The answer should match the records character for character.

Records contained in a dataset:
════════════════

PR #1097, opened 2026-04-23
Sanitize MCP errors to avoid leaking internal details

SachaProbo:
## Summary by cubic
Sanitize MCP errors so tool responses never leak internal details. Use the `go.probo.inc/mcpgen` recover hook to map known errors to clear messages; unknown errors return "internal server error".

════════════════

EXERCISE ANSWER:
PR #1097, opened 2026-04-23
Sanitize MCP errors to avoid leaking internal details

SachaProbo:
## Summary by cubic
Sanitize MCP errors so tool responses never leak internal details. Use the `go.probo.inc/mcpgen` recover hook to map known errors to clear messages; unknown errors return "internal server error".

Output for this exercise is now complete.